Leveno shows that it uses soundmax for onboard.

If it is the addon soundblaster audigy card you may be able to right click it and
click update driver.
Let windows search automatically.
It's more than likely the onboard one though.


----------



## Tiggz (Jul 3, 2010)

I tried to install soundmax but its telling me that the audio files do not support your hardware. Note: if you uninstalled audio software without restarting your PC ,restart now,then run this setup again. I'm i doing something wrong


----------



## leroys1000 (Aug 16, 2007)

If you right click the device in device manager and click update driver,
then let windows search automatically,what happens?
Also make sure to extract the drivers before trying to install.
Installers usually can't run from a zip file.
For windows 7,just right click it and click extract all.


----------



## Tiggz (Jul 3, 2010)

I extract the files but when i right click the device in device manager and click update driver,then let windows search automatically. This is what it tells me now windows is unable to install your multimedia audio controller,windows could not find driver software for your device. If you knw the manufacturer of your device, you can visit its website and check the support for driver software.
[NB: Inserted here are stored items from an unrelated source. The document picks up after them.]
PR #1968, opened 2026-02-26
feat: read domain_metadata from CRC files via serde

scottsand-db:
## 🥞 Stacked PR
Use this [link](https://github.com/delta-io/delta-kernel-rs/pull/1968/files) to review incremental changes.
- [**stack/crc_read_domain_metadatas_b**](https://github.com/delta-io/delta-kernel-rs/pull/1968) [[Files changed](https://github.com/delta-io/delta-kernel-rs/pull/1968/files)]
  - [stack/crc_writer](https://github.com/delta-io/delta-kernel-rs/pull/1984) [[Files changed](https://github.com/delta-io/delta-kernel-rs/pull/1984/files/500d404e397eb0249a822311c25079bac66138bb..fd657696ef6dc8e46372923d4c3769ea2cd7f887)]

---------
## What changes are proposed in this pull request?

Extend existing CRC reading to now be able to read DomainMetadatas. Quite a simple, small change.

## How was this change tested?

New trivial UTs.

PR #2022, opened 2026-03-05
feat: add read/parse support for set transactions from crc

Jameson-Crate:
Extend existing CRC reading to now be able to read SetTransaction data.

Simple update to checks in related UT. SetTransaction data was already included in our example data for crc unit tests.

### DIFF
--- a/kernel/src/crc/mod.rs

I'm so fed up right now but i'm not gonna give up tho, its been like three weeks with no audio.


----------



## leroys1000 (Aug 16, 2007)

Ok,try to run the installer from the extracted folder.
I'll see if I can find something to properly identify the hardware.


----------



## leroys1000 (Aug 16, 2007)

Download this,the one without installer freeware version,to the desktop.
http://www.gtopala.com/siw-download.html
Run the program.
Check under hardware/devices for the multimedia controller.
Copy the info in the right pane and post it here.


----------



## Tiggz (Jul 3, 2010)

i hope this is what youre talking about !

The drivers for this device are not installed. (Code 28)
There is no driver selected for the device information set or element.
To find a driver for this device, click Update Driver.


----------



## leroys1000 (Aug 16, 2007)

I was hoping there would be some device id info.
You can keep that program or delete it.
It isn't installed.
OK,lets try this.
Right click the device in device manager.
Click properties.
Click the details tab.
In the dropdown,select hardware ID.
Right click each id and click copy.
Paste them here please.


----------



## Tiggz (Jul 3, 2010)

Here they are and thnx for keep replying & helping me,i appreciate it.
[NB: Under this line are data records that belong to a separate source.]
PR #2034, opened 2026-03-05
fix: Turn empty string in partition values into null, and encode it properly

nicklan:
This change does two things:
1. In the default engine, when writing parquet and turning it into add file metadata, it turns `""` into `null` for partition values
2. when encoding to write a json file, use a special encoder for maps that include the null, since that's expected by the delta spec

Unit tests for each

Also committed to a table locally and ensured it worked end-to-end

### DIFF
--- a/kernel/src/engine/arrow_data.rs
+++ b/kernel/src/engine/arrow_data.rs
@@ -121,6 +121,29 @@ impl From<Box<ArrowEngineData>> for RecordBatch {
     }
 }
 
+/// Extract a string value from any Arrow string-typed array.
+///
+/// Arrow has three string representations that all map to Delta's logical STRING type:
+/// - `Utf8` (i32 offsets, aka `StringArray`)
+/// - `LargeUtf8` (i64 offsets, aka `LargeStringArray`)
+/// - `Utf8View` (inline/buffer views, aka `StringViewArray`)
+///
+/// The caller is responsible for ensuring `array` has a string data type. This is guaranteed
+/// by the type checks in `extract_leaf_column`, `col_as_list`, and `col_as_map`.
+fn get_string_value(array: &ArrayRef, index: usize) -> &str {
+    if let Some(a) = array.as_string_opt::<i32>() {
+        // Utf8 / StringArray
+        a.value(index)
+    } else if let Some(a) = array.as_string_opt::<i64>() {
+        // LargeUtf8 / LargeStringArray
+        a.value(index)
+    } else {
+        // Utf8View / StringViewArray — the only remaining string variant after the
+        // checks above, guaranteed by callers validating the array is a string type.
+        array.as_string_view().value(index)
+    }
+}
+
 impl<OffsetSize> EngineList for GenericListArray<OffsetSize>
 where
     OffsetSize: OffsetSizeTrait,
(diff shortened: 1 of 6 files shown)


kernel/src/engine/arrow_utils.rs
```diff
@@ -1360,13 +1361,65 @@ pub(crate) fn filter_to_record_batch(
...
+        // this unwrap is technically unsafe, but we _know_ that the array is a MapArray, and that
+        // `make_encoder` won't return an error for that. It would still be nice if we could return
+        // a `Result`, but we cannot
+        #[allow(clippy::unwrap_used)]
+        let mut encoder = make_encoder(self.field, self.array, &options).unwrap();
+        encoder.encode(idx, out);
+    }
+}
+
+// We only override encoding Maps with the encoder, so they include nulls. It's actually more
```
scottsand-db: Sorry, I don't quite grasp this sentence -- `We only override encoding Maps with the encoder, so they include nulls.` -- not sure if "encoding" is a verb or adjective/modifier

Can you re-explain?

scottsand-db (approved):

PCI\VEN_1073&DEV_0010&SUBSYS_00101073&REV_02
PCI\VEN_1073&DEV_0010&SUBSYS_00101073
PCI\VEN_1073&DEV_0010&CC_040100
PCI\VEN_1073&DEV_0010&CC_0401


----------



## leroys1000 (Aug 16, 2007)

I'm getting hits for an old yamaha sound card with drivers up to xp.
We'll try a work around.
Download the xp driver from here....
http://www.yamahamultimedia.com/yec/helpcenter/customer/help_win/soundcard_Whelp.html
Download it to your desktop.
After the file has downloaded,right click it and click properties.
Click the compatability tab.
Set it to compatability for xp.
Select run as administrator.
On the general tab,click unblock.
click apply/ok.
Run the program.
If this doesn't work.it may be time to find a cheap compatable sound card.


----------



## DoubleHelix (Dec 10, 2004)

Go to Lenovo's website, and find the drivers for your laptop.


----------



## leroys1000 (Aug 16, 2007)

I have already been to leveno.
The drivers only go to xp and say soundmax or audigy.
That is why I posted the updated soundmax driver.
It appears there may be an older yamaha card installed
on this particular system.
In any case,compatability is looking poor for windows 7
on this model.
That is why I want to try the workaround.
If they can get it working,good deal.


----------



## Tiggz (Jul 3, 2010)

it told me that useDLL failed ..couldn't load SETINF.DLL
I was wondering do you need two different partition for my computer because i only have windows 7 on it. It might sounds silly but if i remember correctly there were two different partition windows xp and a updated windows 7. This windows 7 is not compatible with alot a things and i don't remember the one i had before thats why its so hard to get the sound back.


----------



## leroys1000 (Aug 16, 2007)

No,don't need 2 partitions.
Just what I was afraid of,compatability problem.
I think what we are looking at here,is there is a pci sound card installed
and the onboard audio is disabled.
Are your speakers connected down by the pci slots or up higher
at the motherboard connectors?

If there is an old pci yamaha card in there,you might be able to remove it
and reenable the onboard and try the soundmax drivers again.
You would have to connect the speakers to the motherboard connector.


----------



## leroys1000 (Aug 16, 2007)

Still there?


----------